Mississippi passed a law last year that requires anyone doing abortions to be an OB-GYN with privileges to admit patients to the hospital. The state's lone abortion clinic announced last month it had received notice that the state health department intends to revoke its operating license, though it is not expected to close anytime soon.
In a lawsuit filed by the Jackson, Miss., clinic, the facility's attorneys argued that the admitting privileges requirement "effectively gives local hospitals veto power" over the clinic's ability to keep its license and stay in business.
Officials with Sanford Health, the largest hospital in the Dakotas, declined to talk about the North Dakota bill.
"At Sanford, we choose not to discuss abortion topics," clinic spokesman Darren Huber said in an email.
Kromenaker said she's not surprised that Sanford has opted to stay out of the discussion, especially since the bill has yet to become law.
"You are asking the hospitals to get involved in a very contentious matter," Kromenaker said. "People are leery to do that because they see what is happening at our clinic ... the protests, the attention."
Sanford officials said any doctor can apply for hospital credentials. Once an application has been submitted, several items are reviewed, including a background checks on previous employment or medical school references, and malpractice information. The information then travels up the chain to three committees, ending with the hospital's board of directors.

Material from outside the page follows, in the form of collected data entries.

PR #4221, opened 2022-04-15
warning when a \n is found in use<> or include<>

MichaelPFrey:
this is supported syntax:
```
use <test>
use
<test>
use
   <test>
```

This is a quirk of the lexter, not a feature:
```
use
<
test
>
use <
ignored line
used line
>
assert(false);
```
**In release**, it even throws of the line counting.
`[\n\r]` was unhandled, only the last path/filename was used as such.

**In nightly**, I recently fixed the line counting.
Doing so, I specifically added handling of `[\n\r]`.
That feels wrong, as it really is not well defined. But I do not want to make it an error for compatibility.
Making it a warning is a fair compromise.

We could argue, that this is a feature:
```
include<folder/
file.scad>

include
<folder/
file.scad>
```
but it is inconsistent
```
include<folder/
subfoler/
file.scad>

include<folder\
file.scad>

include
<folder\
file.scad>

use
<folder/
file.scad>

use
<folder\
file.scad>
```
that I want to support it for compatibility, but not as a feature.

### DIFF
--- a/src/core/lexer.l
+++ b/src/core/lexer.l
@@ -151,7 +151,8 @@ include[ \t\r\n]*"<"	{ BEGIN(cond_include); filepath = filename = ""; LOCATION_C
 <cond_include>{
 [\n\r]					{
 							LOCATION_ADD_LINES(parserlloc, yyleng);
-							LOG(message_group::Warning,LOCATION(parserlloc),"","new lines in 'include'-statement is not definded - behavior may change in the future");
+							// see merge request #4221
+							LOG(message_group::Warning,LOCATION(parserlloc),"","new lines in 'include<>'-statement is not defined - behavior may change in the future");
 }
 [^\t\r\n>]*"/"			{ filepath = yytext; }
 [^\t\r\n>/]+			{ filename = yytext; }
@@ -164,7 +165,8 @@ use[ \t\r\n]*"<"		{ BEGIN(cond_use); LOCATION_COUNT_LINES(parserlloc, yytext); }
 <cond_use>{
 [\n\r]					{
 							LOCATION_ADD_LINES(parserlloc, yyleng);
-							LOG(message_group::Warning,LOCATION(parserlloc),"","new lines 'use'-statement is not definded - behavior may change in the future");
+							// see merge request #4221
+							LOG(message_group::Warning,LOCATION(parserlloc),"","new lines 'use<>'-statement is not defined - behavior may change in the future");
 }
 [^\t\r\n>]+				{ filename = yytext; }
  ">"					{
--- a/src/core/lexer.l
+++ b/src/core/lexer.l
@@ -149,7 +149,10 @@ LOCATION_NEXT(parserlloc);
 
 include[ \t\r\n]*"<"	{ BEGIN(cond_include); filepath = filename = ""; LOCATION_COUNT_LINES(parserlloc, yytext); }
 <cond_include>{
-[\n\r]					{ LOCATION_ADD_LINES(parserlloc, yyleng); }
+[\n\r]					{
+							LOCATION_ADD_LINES(parserlloc, yyleng);
+							LOG(message_group::Warning,LOCATION(parserlloc),"","new lines in 'include'-statement is not definded - behavior may change in the future");
+}
 [^\t\r\n>]*"/"			{ filepath = yytext; }
 [^\t\r\n>/]+			{ filename = yytext; }
 ">"						{ BEGIN(INITIAL); includefile(LOCATION(parserlloc));  }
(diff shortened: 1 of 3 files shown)


src/core/lexer.l
```diff
@@ -149,7 +149,10 @@ LOCATION_NEXT(parserlloc);
 
 include[ \t\r\n]*"<"	{ BEGIN(cond_include); filepath = filename = ""; LOCATION_COUNT_LINES(parserlloc, yytext); }
 <cond_include>{
-[\n\r]					{ LOCATION_ADD_LINES(parserlloc, yyleng); }
+[\n\r]					{
+							LOCATION_ADD_LINES(parserlloc, yyleng);
+							LOG(message_group::Warning,LOCATION(parserlloc),"","new lines in 'include'-statement is not definded - behavior may change in the future");
```
t-paul, line 154: Typo `definded`. Maybe we could call it `include<>` to make it even clear what's meant?

src/core/lexer.l
```diff
@@ -159,7 +162,10 @@ include[ \t\r\n]*"<"	{ BEGIN(cond_include); filepath = filename = ""; LOCATION_C
 
 use[ \t\r\n]*"<"		{ BEGIN(cond_use); LOCATION_COUNT_LINES(parserlloc, yytext); }
 <cond_use>{
-[\n\r]					{ LOCATION_ADD_LINES(parserlloc, yyleng); }
+[\n\r]					{
+							LOCATION_ADD_LINES(parserlloc, yyleng);
+							LOG(message_group::Warning,LOCATION(parserlloc),"","new lines 'use'-statement is not definded - behavior may change in the future");
```
t-paul, line 167: Typo `definded`. Maybe we could call it `use<>` to make it even clear what's meant?

t-paul (changes requested):
Sounds good to me. Just noticed a typo in the message.

jordanbrown0:
I think it's far far more likely that this is a user mistake than intentional, and would be in favor of declaring it an error, especially if that makes anything (e.g. highlighting in the editor) simpler.

MichaelAtOz:
A path/filename can be very long, [260 chars, or 32K in W10](https://docs.microsoft.com/en-us/windows/win32/fileio/maximum-file-path-limitation).

 Formatting with a line break may make sense.

MichaelPFrey:
> A path/filename can be very long, [260 chars, or 32K in W10](https://docs.microsoft.com/en-us/windows/win32/fileio/maximum-file-path-limitation).
> 
> Formatting with a line break may make sense.

I agree in principle, but my issue is, that currently (and looking back to older versions especially releases), the lexter is messy when in comes to line break in use and include. If someone writes a scad file, using a new defintion of line breaks, it breaks compatibility to older version. I would not mind that if the old version would give out an meaning full error. But older version do not give any useful message and even loose track of line count, when they find a line break in between <>.

This is also where my long therm strategy is going: Making it a warning now, so that people that exploit this lexter quirk get warnings, when opening their files in a newer version of openscad (while the scad file still works as before).
Then later, when a release with the warning is established, someone can change the behavior (knowing that users have been warned that the behavior was undefined in the first place).

Side note: I would be careful to give use and include to much of a "non c-style" syntax.

> I think it's far far more likely that this is a user mistake than intentional,

seeing that it caused the line numbering to be off, it is likely a mistake and never (really) noticed before.
The lexter behaves as if it does not know what do to with newlines.

> and would be in favor of declaring it an error,

I think a warning (continue with "best effort") is good enough.
That way, all scad files with that quirk still work fine, but users are encouraged to change their files.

Asked if the hospital would make a decision to deny privileges to avoid the abortion controversy, Berry said, "I'm not aware of that, no. As far I know."
Berry, who had one time had hospital privileges to deliver babies, said obtaining the credentials is not a hardship. He said he has never been turned down when applying for them.

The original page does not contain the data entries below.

PR #4222, opened 2022-04-15
trace: show parameters of user modul calls, make trace depth configurable

MichaelPFrey:
reworked based #4173. intended as a debugging features helping for cases such as [this](https://lists.openscad.org/empathy/thread/G2O3X6JB5SUY34HTERKMSM32BHA2AKS6).

Reworked the preference UI to group warnings and trace.

Setting the trace depth to zero effectively disables the trace functionality.

Having the option to disable _show parameters of user modul calls_ has a few indention:
   * when calling a user modul with a generated vector, the output can be come to long to practically handle
   * for the test framework, the number/recursion counter is not always deterministic (e.g. for a recursive call, the number depends on stack size and stack usage)

The output of this new trace message is ideally such, that it can be copy pasted and run.

When the original error was due to stack exhaust, changes are that we can not convert the parameters or vector within the parameters to a string. In that case, parameters or the vector respectively is represented by `...`.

However, Kromenaker said some hospital require that doctors admit a certain amount of patients to the facility each year to maintain their privileges. She said it's rare when a patient of hers needs hospitalization, and it would be impossible for abortion doctors to meet that threshold.
None of the hospitals testified about the bill in committee. Christopher Dodson, a spokesman for the North Dakota Catholic Conference who discussed the issue with officials at St. Alexius Medical Center, a Catholic hospital in Bismarck, spoke briefly in support of the proposal.

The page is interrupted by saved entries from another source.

PR #4225, opened 2022-04-18
error log improvement

MichaelPFrey:
* add Message Nr.
   * static constexpr -> enum
   * map various resizes to resizeRowsToContents()
      * the effect is that row height auto adjusts, which leads to line break
   * add tool tip 
   * disable drag and drop
      * I did not find functionality linked to drag and drop

### DIFF
--- a/src/gui/ErrorLog.cc
+++ b/src/gui/ErrorLog.cc
@@ -21,10 +21,10 @@ void ErrorLog::initGUI()
   logTable->verticalHeader()->hide();
   logTable->setModel(errorLogModel);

"Women should never be abandoned," Dodson said when asked what he told lawmakers. "So as long as (abortion) is legal, we have to protect the women as well. It ensures that women's health care interests are best protected."
Sister Susan Lardy, a St. Alexius vice president, did not speak directly about the bill but issued a statement.
"As a Catholic health care provider, St. Alexius Medical Center follows the ethical and religious directives set forth by the Catholic church," she said. "These principles provide our organization with a clear picture of how to deliver compassionate care under the auspices of the ethical standards of behavior in health care that flow from the church's teaching about the dignity of the human person."
Democratic Sen. Carolyn Nelson, of Fargo, argued against the bill on the Senate floor.
"The sole purpose of that bill is to close down the clinic as far as I'm concerned," she said. "I don't see Sanford changing their protocols on how they allow people to get privileges. They require that a doctor have 10 visits a year and the clinic doesn't need that many."